# Task requirements
List each line of the data in which the string "forIngredientFound" appears.

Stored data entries
PR #187, opened 2024-05-16
Suggest/Add Ingredient to Database in InputViewModel

FacerOfGod:
Goal : Recommend ingredients as users input them and enable the addition of ingredients not yet in the database.

- [x] Integrate "Add Ingredient" UI feature
- [x] Develop the backend functionality for adding ingredients
- [x] Implement backend search for ingredients
- [x] Optimize database requests for efficiency
- [x] Elements detected by the camera should appear in green
- [ ] Thoroughly test all functionalities

~Ingredients added throught the camera will be considered as unknown for now. This will change in a next PR.~


app/src/main/java/com/android/feedme/model/data/Ingredient.kt
```diff
@@ -1,3 +1,8 @@
 package com.android.feedme.model.data
 
-data class Ingredient(val name: String, val type: String, val id: String)
+data class Ingredient(
+    val name: String,
+    var id: String = "NO_ID",
```
JeannedeM, line 5: I think it could be better to encode the type of the ingredient as `val type: IngredientType = VEGAN` with `IngredientType` being an enum that we can extend. Otherwise future changes are gonna be really complicated :(

app/src/main/java/com/android/feedme/ml/TextRecognition.kt
```diff
@@ -220,7 +219,7 @@ fun parseResponse(responseBody: String?, forIngredientFound: (IngredientMetaData
       val unitString = ingredientObject.optString("unit", "")
       val unit = getMeasureUnitFromString(unitString)
       forIngredientFound(
-          IngredientMetaData(quantity, unit, Ingredient(ingredient, "DEFAULT_TYPE", "DEFAULT_ID")))
+          IngredientMetaData(quantity, unit, Ingredient(ingredient, "NO_ID", false, false)))
```
JeannedeM, line 222: I saw that "`NO_ID"` was the default value at Ingredient creation, but here why : 

- don't we give a real idea to ingredient ?
- if we don't, why are we initialising it to `"NO_ID"` even though it's already the deafult value at creation ?

app/src/main/java/com/android/feedme/model/viewmodel/CameraViewModel.kt
```diff
@@ -216,13 +217,11 @@ class CameraViewModel : ViewModel() {
...
                   { productInfo ->
                     if (productInfo != null) {
-                      // TODO How can i create new ingredients correctly or check if they already
-                      // exist ? => Sylvain PR ?
                       updateIngredientList(
                           IngredientMetaData(
                               0.0,
                               MeasureUnit.NONE,
-                              Ingredient(productInfo.productName, "Default", "DefaultID")))
+                              Ingredient(productInfo.productName, "NO_ID", false, false)))
```
JeannedeM, line 224: Same here for the `"NO_ID"`

app/src/main/java/com/android/feedme/model/viewmodel/CameraViewModel.kt
```diff
@@ -287,10 +286,31 @@ class CameraViewModel : ViewModel() {
    * @param ing The ingredient metadata to update the list with.
    */
   fun updateIngredientList(ing: IngredientMetaData) {
+    if (ing.ingredient.id != "TEST_ID") {
```
JeannedeM, line 289: what is `"TEST_ID"` here ? was it for test purpose ?

JeannedeM (changes requested):
Hey, this PR represent really a tremendous amount of work !! Good job 🔥 🔥 🔥 I added some comments about changes I think would be relevant :)

app/src/main/java/com/android/feedme/model/viewmodel/CameraViewModel.kt
FacerOfGod: It's the easiest way to prevent the uses of `IngredientsRepository.instance.getExactFilteredIngredients()` when testing.

app/src/main/java/com/android/feedme/ml/TextRecognition.kt
FacerOfGod: This is a problem with how our model works, elements that are detected need to be transformed into `Ingredient` types before knowing or not  if their Ingredient exist in Firebase. So this allows me to distinguish between Ingredients that are actually in the database or not. I agree that this isn't optimal, but for now it works.

app/src/main/java/com/android/feedme/model/viewmodel/CameraViewModel.kt
JeannedeM: Ok i see !

app/src/main/java/com/android/feedme/model/data/Ingredient.kt
FacerOfGod: I agree with you. However, I thing this should be in another PR because refactoring Ingredient demands a lot of energy and it isn't the main point of this PR.  I think we should also have the whole group agree on how to do it before refactoring. What do you think?

app/src/main/java/com/android/feedme/ml/TextRecognition.kt
FacerOfGod: It's just the way I code, we could remove it if necessary. I find it easier to code like this :)

JeannedeM: Ok no problem, it's datails anyway :)

app/src/main/java/com/android/feedme/model/viewmodel/CameraViewModel.kt
JeannedeM: Solved in conversation above.

JeannedeM:
Also while testing i found a bug in the UI : after clicking on "Add Ingredient", the drop down menu never desappear... Could you try to fix that issue please :) 
image

app/src/main/java/com/android/feedme/model/data/Ingredient.kt
JeannedeM: Ok, is think that because we are gonna refactor the database tommorow, it's useless to do it now. Let's keep that for another PR.

JeannedeM (approved):
Once again thank you for your work. Everything works perfectly now ! The result is amazing !

PR #188, opened 2024-05-16
Database infinite query fix

ohamz:
I modified the getFilteredRecipes and getFilteredProfiles methods in RecipeRepository and ProfileRepository respectively.

A limit of 10 was added for each call if these methods, and at the end of the screen I added a 'Load more' button to fetch 10 more Recipes/Profile (if available) when clicked.


fdejean (approved):
Neat fix ! 
One suggestion to keep in mind : 
Add a de-bouncing on the search bar such that if a user is still typing, it only do the query when is done and not at every input. This will already remove around 10xn queries for each use. (n  = number of char typed).

PR #189, opened 2024-05-17
Python script to upload recipes to database

0marwa:
This python script was ran on my laptop and allowed us to upload the recipes to the FireStore Database (: 
Small fixes following the script : changing the `recipe` path to allow us to fetch from the right `collection` in the Database


scraping/updated_recipes.json
mche3kek, line 1: Is this the updated file with the description filled by ChatGPT or not ? If not could we add that instead ?

scraping/fill_db_recipes.ipynb
mche3kek, line 1: The script looks good to me, only thing I want to point out is that the paths are customized to your laptop, wouldn't it be better to have a relative path relevant to our project structure instead so that anyone can run the script ?

mche3kek (changes requested):

xrsula:
The script needs some updating because of the new way we want to store the recipes in the database. Since I was the one that dealt with the creation of the recipe.json and the upload of the ingredients in the database, I will commit a small fix that will deal with that

xrsula (changes requested):
This script looks great ! Apart from Mamoun's remark, I would say that you will now need to upload to the database the new recipe list that contains the curated ingredients. This thus requires a small change to the script :)

scraping/updated_recipes.json
0marwa: It's been added below!

mche3kek (approved):
Everything looks good to me !

xrsula (approved):
Looks good :) Thanks for the changes !

PR #206, opened 2024-05-18
Bug fix step input issue

fdejean:
Due to re-computation of the step, the keyboard retract preventing to correctly input the step.
Add the re-computation upon losing focus instead that on every step


mche3kek (approved):
Everything looks good to me, works flawlessly !

mche3kek (approved):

# Task answer
@@ -220,7 +219,7 @@ fun parseResponse(responseBody: String?, forIngredientFound: (IngredientMetaData
       forIngredientFound(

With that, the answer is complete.